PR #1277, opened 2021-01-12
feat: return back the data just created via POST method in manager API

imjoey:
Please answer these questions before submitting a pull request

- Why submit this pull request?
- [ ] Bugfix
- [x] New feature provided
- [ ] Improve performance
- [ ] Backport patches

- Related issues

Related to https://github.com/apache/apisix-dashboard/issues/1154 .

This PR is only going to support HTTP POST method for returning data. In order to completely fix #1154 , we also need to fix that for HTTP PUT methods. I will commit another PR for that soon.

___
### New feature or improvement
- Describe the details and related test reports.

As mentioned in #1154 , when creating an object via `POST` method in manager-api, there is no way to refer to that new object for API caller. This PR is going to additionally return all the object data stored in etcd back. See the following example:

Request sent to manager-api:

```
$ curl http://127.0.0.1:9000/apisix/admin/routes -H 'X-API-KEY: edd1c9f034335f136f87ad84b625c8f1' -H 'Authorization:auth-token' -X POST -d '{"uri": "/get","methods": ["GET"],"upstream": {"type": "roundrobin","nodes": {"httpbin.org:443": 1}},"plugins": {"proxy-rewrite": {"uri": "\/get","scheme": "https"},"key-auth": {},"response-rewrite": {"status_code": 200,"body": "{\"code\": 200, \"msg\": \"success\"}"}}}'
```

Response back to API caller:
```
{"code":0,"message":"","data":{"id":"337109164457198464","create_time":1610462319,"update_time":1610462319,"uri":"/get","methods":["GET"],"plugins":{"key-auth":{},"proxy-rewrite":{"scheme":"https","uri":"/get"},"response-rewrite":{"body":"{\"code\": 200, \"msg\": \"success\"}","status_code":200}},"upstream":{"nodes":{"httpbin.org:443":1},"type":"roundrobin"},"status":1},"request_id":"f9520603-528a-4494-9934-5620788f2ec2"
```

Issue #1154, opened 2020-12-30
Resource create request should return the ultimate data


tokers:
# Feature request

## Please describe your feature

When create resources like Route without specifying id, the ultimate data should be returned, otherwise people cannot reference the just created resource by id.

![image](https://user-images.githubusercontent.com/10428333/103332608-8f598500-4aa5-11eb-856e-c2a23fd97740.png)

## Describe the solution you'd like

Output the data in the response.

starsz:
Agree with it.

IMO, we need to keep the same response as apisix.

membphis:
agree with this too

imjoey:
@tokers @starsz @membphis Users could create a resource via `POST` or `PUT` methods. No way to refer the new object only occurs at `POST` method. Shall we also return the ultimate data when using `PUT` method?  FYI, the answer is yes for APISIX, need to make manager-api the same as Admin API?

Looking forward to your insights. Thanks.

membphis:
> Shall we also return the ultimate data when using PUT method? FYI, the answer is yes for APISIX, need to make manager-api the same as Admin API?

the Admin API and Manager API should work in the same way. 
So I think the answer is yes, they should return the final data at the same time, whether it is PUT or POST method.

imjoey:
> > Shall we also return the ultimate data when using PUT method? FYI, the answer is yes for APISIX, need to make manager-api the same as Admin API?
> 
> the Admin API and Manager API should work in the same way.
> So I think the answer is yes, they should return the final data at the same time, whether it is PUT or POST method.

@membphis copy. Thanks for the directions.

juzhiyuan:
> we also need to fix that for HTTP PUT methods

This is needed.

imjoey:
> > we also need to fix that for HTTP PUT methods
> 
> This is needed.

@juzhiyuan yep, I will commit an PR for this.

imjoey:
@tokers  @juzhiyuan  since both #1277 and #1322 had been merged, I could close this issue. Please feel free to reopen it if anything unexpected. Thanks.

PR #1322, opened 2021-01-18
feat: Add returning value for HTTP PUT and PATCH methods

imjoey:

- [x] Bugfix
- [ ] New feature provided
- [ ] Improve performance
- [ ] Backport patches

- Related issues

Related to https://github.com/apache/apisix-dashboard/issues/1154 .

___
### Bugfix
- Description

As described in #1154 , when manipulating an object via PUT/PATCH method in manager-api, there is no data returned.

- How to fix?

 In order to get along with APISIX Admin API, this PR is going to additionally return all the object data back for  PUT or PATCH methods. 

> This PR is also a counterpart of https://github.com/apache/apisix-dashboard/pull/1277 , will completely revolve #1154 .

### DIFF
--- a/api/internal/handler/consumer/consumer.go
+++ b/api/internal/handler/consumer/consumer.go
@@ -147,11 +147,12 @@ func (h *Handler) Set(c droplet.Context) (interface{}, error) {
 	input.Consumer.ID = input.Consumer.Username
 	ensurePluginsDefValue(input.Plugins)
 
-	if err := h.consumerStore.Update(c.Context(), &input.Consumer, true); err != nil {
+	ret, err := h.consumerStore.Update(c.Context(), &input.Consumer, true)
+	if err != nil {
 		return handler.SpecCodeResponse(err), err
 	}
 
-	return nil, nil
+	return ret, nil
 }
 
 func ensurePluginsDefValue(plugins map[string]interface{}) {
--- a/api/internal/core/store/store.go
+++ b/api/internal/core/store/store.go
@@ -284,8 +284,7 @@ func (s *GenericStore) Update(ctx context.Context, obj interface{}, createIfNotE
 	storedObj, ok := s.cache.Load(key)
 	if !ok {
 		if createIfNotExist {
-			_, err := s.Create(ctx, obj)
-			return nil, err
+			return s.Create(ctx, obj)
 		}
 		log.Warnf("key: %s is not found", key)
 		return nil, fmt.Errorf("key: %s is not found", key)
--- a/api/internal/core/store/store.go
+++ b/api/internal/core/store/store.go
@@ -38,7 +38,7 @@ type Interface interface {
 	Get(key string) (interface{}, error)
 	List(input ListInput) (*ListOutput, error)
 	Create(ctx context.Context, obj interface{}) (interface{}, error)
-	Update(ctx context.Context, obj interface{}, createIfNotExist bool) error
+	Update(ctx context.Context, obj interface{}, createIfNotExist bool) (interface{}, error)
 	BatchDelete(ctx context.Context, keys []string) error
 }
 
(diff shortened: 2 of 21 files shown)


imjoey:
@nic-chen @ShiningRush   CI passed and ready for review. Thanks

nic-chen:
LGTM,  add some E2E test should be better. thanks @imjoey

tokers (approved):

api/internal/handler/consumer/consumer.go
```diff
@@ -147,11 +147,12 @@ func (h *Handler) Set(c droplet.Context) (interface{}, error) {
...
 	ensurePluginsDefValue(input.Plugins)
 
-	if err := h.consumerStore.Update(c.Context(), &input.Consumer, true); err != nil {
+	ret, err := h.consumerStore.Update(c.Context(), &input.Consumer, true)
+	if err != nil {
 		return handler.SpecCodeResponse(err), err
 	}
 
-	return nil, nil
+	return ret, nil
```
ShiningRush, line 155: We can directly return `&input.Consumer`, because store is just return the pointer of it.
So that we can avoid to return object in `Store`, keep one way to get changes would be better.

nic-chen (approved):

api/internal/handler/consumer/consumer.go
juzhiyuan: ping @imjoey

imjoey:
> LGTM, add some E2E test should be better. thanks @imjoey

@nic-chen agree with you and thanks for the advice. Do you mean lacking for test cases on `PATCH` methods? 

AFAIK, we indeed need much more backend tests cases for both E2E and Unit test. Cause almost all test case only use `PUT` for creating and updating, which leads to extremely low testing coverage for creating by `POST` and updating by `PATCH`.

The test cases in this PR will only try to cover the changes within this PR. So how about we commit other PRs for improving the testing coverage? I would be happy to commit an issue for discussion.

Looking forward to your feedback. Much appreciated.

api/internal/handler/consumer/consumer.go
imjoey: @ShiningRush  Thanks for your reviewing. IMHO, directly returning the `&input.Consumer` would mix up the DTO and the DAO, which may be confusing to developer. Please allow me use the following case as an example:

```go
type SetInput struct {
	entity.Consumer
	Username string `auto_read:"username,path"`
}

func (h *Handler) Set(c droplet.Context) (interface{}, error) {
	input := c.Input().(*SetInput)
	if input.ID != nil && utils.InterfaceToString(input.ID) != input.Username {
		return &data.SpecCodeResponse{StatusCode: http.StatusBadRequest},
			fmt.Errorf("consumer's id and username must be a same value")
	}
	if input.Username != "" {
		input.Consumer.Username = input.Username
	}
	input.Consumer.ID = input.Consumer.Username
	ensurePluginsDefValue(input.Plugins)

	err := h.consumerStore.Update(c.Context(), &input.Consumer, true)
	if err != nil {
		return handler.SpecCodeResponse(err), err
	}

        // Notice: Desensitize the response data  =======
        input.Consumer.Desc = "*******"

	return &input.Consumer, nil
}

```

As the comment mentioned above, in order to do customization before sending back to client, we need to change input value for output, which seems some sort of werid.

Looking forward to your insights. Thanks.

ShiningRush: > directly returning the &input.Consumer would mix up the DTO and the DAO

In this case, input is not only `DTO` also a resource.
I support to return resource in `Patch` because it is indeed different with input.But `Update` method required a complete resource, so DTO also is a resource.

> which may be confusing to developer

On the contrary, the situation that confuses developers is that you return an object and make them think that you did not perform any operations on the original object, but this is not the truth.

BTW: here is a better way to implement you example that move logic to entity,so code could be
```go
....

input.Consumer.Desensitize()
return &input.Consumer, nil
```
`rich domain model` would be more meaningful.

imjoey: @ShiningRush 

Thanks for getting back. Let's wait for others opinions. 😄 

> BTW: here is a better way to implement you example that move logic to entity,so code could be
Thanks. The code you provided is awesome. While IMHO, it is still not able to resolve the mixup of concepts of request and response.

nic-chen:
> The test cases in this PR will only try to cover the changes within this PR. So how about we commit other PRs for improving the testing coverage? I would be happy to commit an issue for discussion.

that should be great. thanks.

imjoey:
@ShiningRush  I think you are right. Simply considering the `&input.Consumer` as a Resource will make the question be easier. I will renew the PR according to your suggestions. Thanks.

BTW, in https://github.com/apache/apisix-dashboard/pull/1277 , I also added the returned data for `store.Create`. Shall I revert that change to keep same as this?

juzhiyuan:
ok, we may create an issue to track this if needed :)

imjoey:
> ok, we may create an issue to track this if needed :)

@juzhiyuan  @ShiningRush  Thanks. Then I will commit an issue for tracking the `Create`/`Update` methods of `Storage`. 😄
----------
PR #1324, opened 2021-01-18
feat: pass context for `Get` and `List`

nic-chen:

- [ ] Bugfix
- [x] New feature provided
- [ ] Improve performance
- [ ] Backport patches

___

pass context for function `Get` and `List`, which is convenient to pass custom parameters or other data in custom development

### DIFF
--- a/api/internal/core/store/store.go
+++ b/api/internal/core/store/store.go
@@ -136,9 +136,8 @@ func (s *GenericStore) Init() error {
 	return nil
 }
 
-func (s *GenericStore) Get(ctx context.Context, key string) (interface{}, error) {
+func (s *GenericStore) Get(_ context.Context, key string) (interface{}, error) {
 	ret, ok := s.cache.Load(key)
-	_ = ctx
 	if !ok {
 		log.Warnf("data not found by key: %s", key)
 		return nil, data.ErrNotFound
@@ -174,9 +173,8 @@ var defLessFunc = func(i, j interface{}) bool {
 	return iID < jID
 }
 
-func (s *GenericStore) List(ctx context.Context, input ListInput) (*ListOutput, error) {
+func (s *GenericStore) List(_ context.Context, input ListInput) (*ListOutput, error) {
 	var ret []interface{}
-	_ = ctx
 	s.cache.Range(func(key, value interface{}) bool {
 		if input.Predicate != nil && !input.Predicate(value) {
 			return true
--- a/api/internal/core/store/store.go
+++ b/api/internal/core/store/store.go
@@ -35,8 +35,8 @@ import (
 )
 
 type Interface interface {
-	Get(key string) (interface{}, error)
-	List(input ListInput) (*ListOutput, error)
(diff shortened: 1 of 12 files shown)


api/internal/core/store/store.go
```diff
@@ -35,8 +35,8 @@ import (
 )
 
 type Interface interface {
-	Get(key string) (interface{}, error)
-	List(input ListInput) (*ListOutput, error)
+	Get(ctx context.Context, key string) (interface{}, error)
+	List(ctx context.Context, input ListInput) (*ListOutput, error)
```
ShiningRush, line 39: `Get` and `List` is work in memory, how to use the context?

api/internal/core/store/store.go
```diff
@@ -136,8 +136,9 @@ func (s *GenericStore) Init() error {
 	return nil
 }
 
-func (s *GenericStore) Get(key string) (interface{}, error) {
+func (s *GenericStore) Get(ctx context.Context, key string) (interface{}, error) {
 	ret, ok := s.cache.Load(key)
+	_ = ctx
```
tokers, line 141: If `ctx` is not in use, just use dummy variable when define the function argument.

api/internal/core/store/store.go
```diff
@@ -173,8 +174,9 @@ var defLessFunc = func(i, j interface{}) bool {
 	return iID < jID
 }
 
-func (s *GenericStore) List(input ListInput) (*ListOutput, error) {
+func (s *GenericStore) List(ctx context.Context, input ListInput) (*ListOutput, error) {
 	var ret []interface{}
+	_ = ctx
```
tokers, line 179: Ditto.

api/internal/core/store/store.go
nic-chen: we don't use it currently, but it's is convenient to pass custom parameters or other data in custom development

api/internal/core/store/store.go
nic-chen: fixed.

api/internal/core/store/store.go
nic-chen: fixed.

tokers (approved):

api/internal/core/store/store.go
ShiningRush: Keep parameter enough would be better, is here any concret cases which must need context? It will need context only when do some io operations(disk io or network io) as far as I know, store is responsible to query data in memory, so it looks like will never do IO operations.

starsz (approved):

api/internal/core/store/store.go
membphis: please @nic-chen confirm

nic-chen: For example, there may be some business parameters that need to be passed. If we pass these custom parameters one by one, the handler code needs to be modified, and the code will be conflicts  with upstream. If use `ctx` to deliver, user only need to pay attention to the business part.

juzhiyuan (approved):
----------
■ **WHAT IS NEEDED**: Every line above that holds the string "SpecCodeResponse" should be returned.

■ **SOLUTION**:
 		return handler.SpecCodeResponse(err), err
 		return handler.SpecCodeResponse(err), err
		return &data.SpecCodeResponse{StatusCode: http.StatusBadRequest},
		return handler.SpecCodeResponse(err), err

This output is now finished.